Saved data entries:
· · · · · · ·
PR #8613, opened 2026-07-23
feat: invoke gc hook for offline region cleanup

sunng87:

This patch adds region hook to soft-drop cleanup phase so we can remove extension files managed by the hook.

some open questions:

- this cleanup logic sits in `handle_open.rs`, which is a little confusing
- can we merge this cleanup with our current GC concept to reduce the complexity?

## PR Checklist

### DIFF
--- a/src/mito2/src/engine/region_hook.rs
+++ b/src/mito2/src/engine/region_hook.rs
@@ -421,10 +421,30 @@ pub trait RegionHook: Send + Sync + Debug {
     /// same `removed_files`; treat live cleanup as opportunistic.
     ///
     /// `region_metadata` is `None` for dropped regions; use `region_id` +
-    /// `access_layer`. Idempotent; runs on the background GC task (the offline
-    /// cleanup path runs it inline on the worker loop and propagates `Err` so
-    /// the caller retries the cleanup — the whole offline-cleanup handler is
-    /// idempotent).
+    /// `access_layer`. Idempotent.
+    ///
+    /// # Execution context
+    ///
+    /// On the global-GC path this runs on the background GC task, outside the
+    /// region worker loop. The offline cleanup path
+    /// (`handle_offline_cleanup_request`, reached by soft-drop PURGE) instead
+    /// runs it **inline in the region worker loop** and propagates `Err` so the
+    /// caller retries the (idempotent) cleanup. So — like `on_region_closed` /
+    /// `on_region_dropped` — implementations **must be fast and must not block
+    /// indefinitely** while awaited there: while the callback is pending, every
+    /// subsequent DDL request for every region on that worker is blocked.
+    /// Extension authors who wrote their hook against the "background GC task"
+    /// contract must account for this second, latency-sensitive trigger.
+    ///
+    /// The offline cleanup path fires this callback once the region directory is
+    /// confirmed **absent** — including no-op purges where nothing was actually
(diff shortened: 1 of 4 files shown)


v0y4g3r (commented):
Two documentation suggestions for the new offline-cleanup trigger of `on_region_gc`. Both are nits on the hook contract docs; no code changes requested.

src/mito2/src/engine/region_hook.rs
```diff
@@ -412,7 +421,10 @@ pub trait RegionHook: Send + Sync + Debug {
     /// same `removed_files`; treat live cleanup as opportunistic.
     ///
     /// `region_metadata` is `None` for dropped regions; use `region_id` +
-    /// `access_layer`. Idempotent; runs on the background GC task.
+    /// `access_layer`. Idempotent; runs on the background GC task (the offline
+    /// cleanup path runs it inline on the worker loop and propagates `Err` so
+    /// the caller retries the cleanup — the whole offline-cleanup handler is
+    /// idempotent).
```
v0y4g3r: Previously `on_region_gc` only ran on the background GC task; this PR adds a second trigger where it runs **inline on the region worker loop** (`handle_offline_cleanup_request`). While the hook is awaited there, all subsequent DDL requests for every region on that worker are blocked. The updated doc here mentions the inline execution but, unlike `on_region_closed` / `on_region_dropped` ("Runs inline in the region worker loop; implementations should be fast"), it doesn't warn implementors that the callback must now also be fast and must not block indefinitely in this path. Extension authors (e.g. an Iceberg export doing object-store listings) wrote their hooks against the "background GC task" contract and may not be aware of this. Could we add a similar sentence here, e.g. "On the offline cleanup path this runs inline in the region worker loop; implementations should be fast and must not block indefinitely"?

src/mito2/src/worker/handle_open.rs
```diff
@@ -67,6 +69,49 @@ impl<S: LogStore> RegionWorkerLoop<S> {
...
+        // per-region state.
+        //
+        // Propagate the hook's error so the caller retries the cleanup, mirroring
+        // how the global GC worker keeps a region for the next pass when
+        // `on_region_gc` fails. The whole handler is idempotent (the existing
+        // `test_engine_offline_cleanup_closed_region` already drives it twice in
+        // a row), so a retry re-runs the directory removal, WAL obsolete and the
+        // hook safely. Runs inline, consistent with the blocking directory
+        // removal above; offline cleanup is already a slow path.
+        if let Some(hook) = self.plugins.get::<RegionHookRef>() {
```
v0y4g3r, line 88: `remove_region_dir_for_full_drop` returns `Ok` even when the region directory doesn't exist or is empty (listing an absent prefix yields nothing), so `on_region_gc(is_region_dropped = true, full_file_listing = true)` also fires on a no-op purge — e.g. a retry where the directory was already removed, or a region that never had files on this datanode. This is harmless for idempotent hooks, but it's a "terminal" notification where nothing was actually deleted, which is asymmetric with the GC path (fired only when files were deleted or a full listing was done). Could we add a rustdoc note on `on_region_gc` that the offline cleanup path fires the callback once the directory is confirmed absent, even if nothing was removed, so extensions don't interpret it as "files were deleted in this call"?

v0y4g3r (approved):
LGTM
· · · · · · ·
→ EXERCISE DETAILS: Taking the entries as a whole, work out how many lines contain the string "caller". Respond with only the number.

→ TASK OUTPUT: 4